All top-tier Brawl Stars teams are set to compete at the 2025 World Championship in Madrid, and the draft strategies are more complex than ever. The nuances of a map’s pools, mode rotations, and Brawler pick order are highly reliant on balance patches; some Brawlers are favoured while others are omitted. In a tournament with such high stakes where a single draft change can shift the entire match, it is critical to follow the emerging patterns and priorities. Here, we discuss the most compelling reasoning behind the draft choices made at Worlds Madrid, from the first-pick brawler staples of the meta, to the baffling counter-picks that dismantle even the most strategically sound teams.
The Meta Surge Before Madrid

During the 2025 season, balance updates slowly shifted the meta towards high mobility bruisers and multi-role hybrids that performed well across different modes. There was more madness and chaos as March and June patches buffed some shotgunners and nerfed long-range poke Brawlers. By the time regional qualifiers finished, teams were settling on meta fighters that could both provide early wave pressure and survive teamfights. Max and Bea, for example, got a lot more priority in dodger roles in Showdown maps like Hillside Hideout while Tick and Barley got new relevance as area denial heroes in Siege and Hot Zone. The outcome is a multi-mode meta where draft priority for a single brawler doesn’t define the balance mid season.
Best choices: indisputable first-round steals.

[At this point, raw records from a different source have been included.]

PR #382, opened 2026-06-27
lua: stop empty todo panel popup on session restore

cybershape:
When loading a session whose final state had completed todos, an empty todo panel popped up and after hiding it the status hint showed '6/6'.

Two issues:
1. `restore` called `render_panel(true)` to force the panel visible, which was unwanted on session reload (TurnEnd had already hidden it).
2. `return buf` triggered the runtime's `extract_restore_reply` to call `SharedBuf::take()`, which clears the dirty flag. The UI then processed the queued `OpenWin` command and seeded `cached_lines` via `read_if_dirty()`, which returned `None` because dirty had just been cleared, leaving the panel rendered empty.

Fix: `restore` now renders the panel hidden (so only the status hint shows) and returns a separate fresh buf for the inline history body, so the panel buf's dirty flag is preserved for the UI to pick up.

### DIFF
--- a/plugins/todo_write/init.lua
+++ b/plugins/todo_write/init.lua
@@ -59,8 +59,7 @@ local function ensure_win(visible)
   })
 end
 
-local function render_panel(visible)
-  ensure_win(visible)
+local function build_lines()
   local lines = {}
   for _, item in ipairs(items) do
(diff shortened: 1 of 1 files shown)


tontinton (approved):
great

PR #383, opened 2026-06-27
Fix dynamic provider model lookup (#377)

### LINKED ISSUE #377: bug: Dynamic Providers don't use data from the dynamic providers
Model list is bypassed via fresh fetch even when the data is populated for dynamic providers.

This means both the model list isn't as expected (as it fetches fresh), and other information that would normally be used like context window sizes hit the fallback.

clee:
Closes #377

### DIFF
--- a/maki-providers/src/providers/dynamic.rs
+++ b/maki-providers/src/providers/dynamic.rs
@@ -390,6 +390,7 @@ pub fn create(slug: &str, timeouts: super::Timeouts) -> Result<Box<dyn Provider>
         script_path: &meta.script_path,
         inner,
         auth,
+        models: &meta.models,
     }))
 }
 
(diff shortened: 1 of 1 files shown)


maki-providers/src/providers/dynamic.rs
```diff
@@ -503,7 +505,21 @@ impl Provider for DynamicProvider {
     }
 
     fn list_models(&self) -> BoxFuture<'_, Result<Vec<crate::model::ModelInfo>, AgentError>> {
-        self.inner.list_models()
+        let models = self.models;
+        Box::pin(async move {
+            smol::unblock(move || {
```
tontinton: no need to use `unblock` as you only do a simple loop over `models`:

```rs
fn list_models(&self) -> BoxFuture<'_, Result<Vec<crate::model::ModelInfo>, AgentError>> {
    Box::pin(async {
        Ok(self
            .models
            .iter()
            .map(|m| crate::model::ModelInfo {
                id: m.id.clone(),
                context_window: Some(m.context_window),
                max_output_tokens: Some(m.max_output_tokens),
                pricing: m.pricing.clone(),
            })
            .collect())
    })
}
```

tontinton (changes requested):
nice

tontinton (approved):
ok it was simple, just fixed for you

PR #384, opened 2026-06-27
ui: add "Refine plan" option to plan completion menu

### LINKED ISSUE #371: Need third option when ending plan mode: "Refine plan"
Currently at the end of plan mode, there are only two options:

 * Clear context and implement
 * Implement plan

Often it would be useful to have a third option that allows refining/correcting the plan based on free-form user feedback.

tontinton:
When plan mode finishes, the form only offered "Clear context and implement" and "Implement plan". Added a "Refine plan" option at the top that dismisses the form so the user can type feedback and keep iterating on the plan before committing to implementation.

Reuses the existing `Hide` action since dismissing the form in plan mode already does exactly what we need.

Closes #371

### DIFF
--- a/maki-ui/src/app/tests.rs
+++ b/maki-ui/src/app/tests.rs
@@ -2093,8 +2093,8 @@ fn re_edit_keeps_plan_form_visible() {
     assert!(app.plan_form.is_visible());
 }
 
-#[test_case(0, Mode::Build, true,  true  ; "clear_and_implement")]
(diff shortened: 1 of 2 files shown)


chriselrod:
When I dismiss, I can iterate and the agent will update the plan, but it doesn't present the option to accept/ accept and clear context anymore.
So I manually leave plan mode and tell it to implement. 
I haven't actually tried telling it to present the plan again, since that seems like a waste of tokens to go through the formality.

PR #386, opened 2026-06-27
providers: Add TensorX provider

sdroege:
Fully written by maki with qwen3.6 27B running locally. Tested myself and the workaround for the max-output-tokens problem was added by me.

### DIFF
--- a/maki-providers/src/provider.rs
+++ b/maki-providers/src/provider.rs
@@ -19,6 +19,7 @@ use crate::providers::mistral::Mistral;
 use crate::providers::openai::OpenAi;
 use crate::providers::openrouter::OpenRouter;
 use crate::providers::synthetic::Synthetic;
+use crate::providers::tensorx::TensorX;
 use crate::providers::zai::Zai;
 use crate::{AgentError, Message, ProviderEvent, RequestOptions, StreamResponse};
 
@@ -39,6 +40,8 @@ pub enum ProviderKind {
     #[strum(serialize = "openrouter")]
     OpenRouter,
     Synthetic,
+    #[strum(serialize = "tensorx")]
+    TensorX,
 }
 
 impl ProviderKind {
@@ -55,6 +58,7 @@ impl ProviderKind {
             Self::DeepSeek => "DeepSeek",
             Self::OpenRouter => "OpenRouter",
             Self::Synthetic => "Synthetic",
+            Self::TensorX => "TensorX",
         }
     }
 
@@ -71,6 +75,7 @@ impl ProviderKind {
             Self::DeepSeek => "DEEPSEEK_API_KEY",
             Self::OpenRouter => "OPENROUTER_API_KEY",
             Self::Synthetic => "SYNTHETIC_API_KEY",
+            Self::TensorX => "TENSORX_API_KEY",
         }
     }
 
@@ -89,6 +94,7 @@ impl ProviderKind {
             Self::DeepSeek => "https://api.deepseek.com",
             Self::OpenRouter => "https://openrouter.ai/api/v1",
             Self::Synthetic => "https://api.synthetic.new/openai/v1",
+            Self::TensorX => "https://api.tensorx.ai/v1",
         }
     }
 
@@ -103,6 +109,7 @@ impl ProviderKind {
                 | Self::OpenAi
                 | Self::OpenRouter
                 | Self::LlamaCpp
+                | Self::TensorX
         )
     }
 
@@ -122,6 +129,7 @@ impl ProviderKind {
             Self::Synthetic => {
                 Some("Reasoning effort support (low/medium/high), open-weight models")
             }
+            Self::TensorX => Some("Open-weight models, zero data retention, prompt caching"),
             Self::DeepSeek => Some("Thinking mode toggle (on/off), open-weight models"),
             Self::OpenRouter => {
                 Some("300+ models from all providers, prompt caching, provider routing")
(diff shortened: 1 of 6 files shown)


maki-providers/src/providers/tensorx.rs
```diff
@@ -0,0 +1,174 @@
...
+                                .as_u64()
+                                .or_else(|| info["max_input_tokens"].as_u64())
+                                .and_then(|v| u32::try_from(v).ok());
+
+                            // FIXME: API rejects requests if we request the maximum number of
+                            // output tokens. It checks input+max_output<=context_window
+                            // let max_output_tokens = info["max_output_tokens"]
+                            //     .as_u64()
+                            //     .and_then(|v| u32::try_from(v).ok());
+                            let max_output_tokens = None;
```
sdroege, line 137: Any suggestions what to do here?

maki-providers/src/providers/tensorx.rs
```diff
@@ -0,0 +1,174 @@
...
+
+impl Provider for TensorX {
+    fn stream_message<'a>(
+        &'a self,
+        model: &'a Model,
+        messages: &'a [Message],
+        system: &'a str,
+        tools: &'a Value,
+        event_tx: &'a Sender<ProviderEvent>,
+        _opts: RequestOptions,
```
sdroege: Need to implement reasoning_effort handling. Seems to be standard OpenAI (plus complications when using deepseek v4?) but I need to do some testing.

sdroege: https://docs.tensorx.ai/api-reference/chat-completions#reasoning

maki-providers/src/providers/tensorx.rs
sdroege: I'm also curious about the whole max-tokens configuration we're sending. Shouldn't this be left at the default (i.e. not provided in the request body) unless configured by the user to some value?

maki-providers/src/providers/tensorx.rs
sdroege: So apparently for deepseek models it is disabled by default and can be enabled like that, as documented. for other models it's unclear: e.g. setting `reasoning_effort="none"` for minimax m2.7/m3 makes the request fail with

```
{"timestamp":"2026-06-27T16:23:09.023170Z","level":"ERROR","fields":{"message":"stream_message failed","error":"API error (400): {\"error\": {\"message\": \"{\\\"error\\\":{\\\"message\\\":\\\"Reasoning is mandatory for this endpoint and cannot be disabled.\\\",\\\"code\\\":400,\\\"metadata\\\":{\\\"provider_name\\\":null,\\\"previous_errors\\\":[{\\\"code\\\":400,\\\"message\\\":\\\"Reasoning is mandatory for this endpoint and cannot be disabled.\\\"},{\\\"code\\\":400,\\\"message\\\":\\\"Reasoning is mandatory for this endpoint and cannot be disabled.\\\"},{\\\"code\\\":400,\\\"message\\\":\\\"Reasoning is mandatory for this endpoint and cannot be disabled.\\\"},{\\\"code\\\":400,\\\"message\\\":\\\"Reasoning is mandatory for this endpoint and cannot be di...\", \"type\": \"invalid_request_error\", \"param\": null, \"code\": \"400\"}}","model":"minimax/minimax-m2.7","self.num_turns":0},"target":"maki_agent::agent::run"}
```

As such I've just added some code for deepseek now and left it as-is for all other models.

tontinton (changes requested):

maki-providers/src/providers/tensorx.rs
tontinton: what you have is fine, `fallback_max_output` returns 0 which skips `max_tokens` in the request, same as llama-cpp

maki-providers/src/providers/tensorx.rs
```diff
@@ -0,0 +1,184 @@
...
+    provider_name: "TensorX",
+};
+
+inventory::submit!(maki_config::providers::BuiltInProvider {
+    slug: "tensorx",
+    display_name: "TensorX",
+    protocol: maki_config::providers::Protocol::Openai,
+    default_base_url: "https://api.tensorx.ai/v1",
+    default_api_key_env: "TENSORX_API_KEY",
+    default_model: "z-ai/glm-5.2",
```
tontinton: missing provider prefix, should be `"tensorx/z-ai/glm-5.2"`

maki-providers/src/providers/tensorx.rs
```diff
@@ -0,0 +1,184 @@
...
+            let mut models: Vec<ModelInfo> = body["data"]
+                .as_array()
+                .map(|arr| {
+                    arr.iter()
+                        .filter_map(|entry| {
+                            let id = entry["model_name"].as_str()?;
+                            let info = entry.get("model_info")?;
+
+                            // Only include models with mode "chat" or mode null
+                            let mode_ok = match info.get("mode")?.as_str() {
```
tontinton: `info.get("mode")?` drops models without a `mode` key entirely, maybe something like:
```rust
let mode_ok = info.get("mode")
    .and_then(|v| v.as_str())
    .map_or(true, |m| m == "chat");
```

tontinton (changes requested):

maki-providers/src/provider.rs
```diff
@@ -39,6 +40,7 @@ pub enum ProviderKind {
     #[strum(serialize = "openrouter")]
     OpenRouter,
     Synthetic,
+    TensorX,
```
tontinton, line 44: needs `#[strum(serialize = "tensorx")]`, otherwise kebab-case gives `"tensor-x"` and `tensorx/model` won't resolve

maki-providers/src/providers/tensorx.rs
sdroege: What's the use-case for providing max-tokens btw? AFAIU that's mostly to avoid costs from exploding if the model is too verbose or starts looping without you noticing?

maki-providers/src/providers/tensorx.rs
sdroege: That explains the error I got on first run. Thanks :)

maki-providers/src/providers/tensorx.rs
tontinton: Anthropic requires it IIRC

and yeah it's also a nice guard, but really it's the providers that require it

we can re-evaluate it, as I don't remember honestly

sdroege: OK, I'll create an issue about that later. Let's discuss that separately :)

sdroege:
Passing now :partying_face:

tontinton (approved):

In Worlds Madrid, the consensus for first-pick slots revolves around a select few Brawlers that seem to supersede map and mode. Ruffs has cemented himself as a pick-or-ban priority Ruff’s teamwide damage boost and turret denial super makes him. With his ability to swing early skirmishes into objective control, he is the perfect opener in modes like Brawl Ball and Heist. Surge is equally dominant, with triple-stage super Surge allows teams to dictate the pace of every fight; those who secure him early are able to dictate the draft. Surge is a first pick for most teams who want to dominate early with stretch- Surge spatial control Pokemon facilitate- hot zone. Ruffs and Surge picks normally take up the first two spots, allowing the rest of the team to tailor their second round strategies around favorable ruffs and surge picks. hotzone specialists sprout and gene towards top tier because of their supreme zoning control and their clutch ultimates that can erase enemy pushes. These picks capture foundational strengths that teams are able to build on for the rest of the draft.
Situational Brawlers: Exploiting Maps and Modes
After achieving their core opens, teams move on to situational picks customized for the current map and mode. In the cramped corridors of Madrid Arena’s Gem Grab stage, high burst Brawlers like Piper or Edgar become priorities, since their one-shot potential clusters punishing enemies. In stark contrast, on the sprawling Siege’s Contraption Cove lanes, 8-Bit or Rico often emerge as must-picks with long range artillery for turret control and sieging turrets from afar. Hot-Zone variants in Madrid park-themed maps feature complex elevation changes where brawlers like Penny become more valuable due to her mortar super being able to reach contested platforms. During Brawl Ball matches, the rank of vaulting Strikers like El Primo or Frank has increased, their knockback and stun capabilities turning narrow goalmouths into death traps. While observing these situational picks, it is evident that the first-round gems provide the general framework, but mid-draft priorities need to adapt to the objectives of each map.
Pivot Picks and Back-Drafting Techniques
Besides the tier-one ban priorities and some core situational picks, the best teams at Worlds Madrid have demonstrated prowess in pivot picks: Brawlers specifically designed to counter an opponent’s planned composition. Some teams have countered early Ruffs-Surge opens with low mobility brawlers like Carl, whose hard-breaking super can go through turret buffs, or tanky bruise Rosa who can shield Ruffs’ damage boost. Surge’s movement speed is countered by slows and roots—commonly casted by Poco or Tara. Surge is compelled out of position before he can activate his super with these ultra-sustained slow counters. Within a match, drafting is dynamic within high-stakes matches; it is a chess match with coaches not only focused on the current picks but vividly the counter-play potential of the remaining pool. Teams that sequence their choices to sidestep the opponent’s main strategy to disrupt counter synergy with their own plans tend to gain crucial first-mover advantages that snowballs into victory.
Dynamics That Impact Tournament Outcomes

It is apparent that the draft priorities trends in Madrid are not very dynamic In Los Angeles. From the results of each round, the feedback constructs coaches’ decision trees. The feedback prompts rewiring of first-pick valuation and situational priorities. Winners of tight contests often increase the weight given to some Brawler’s power level—turning unconsidered mid-tier picks into instant thinkable turners for the next match. The best teams have some form of structure regarding draft execution and try to prepare an opener set up within the context of meta shifts before the match starts. It becomes a point of constant adaptation. In the end, those teams that rely on a rich pool of Brawlers to exploit, have diabolical foresight, and insane flexibility within the draft will outsmart those who rely on stark tier lists.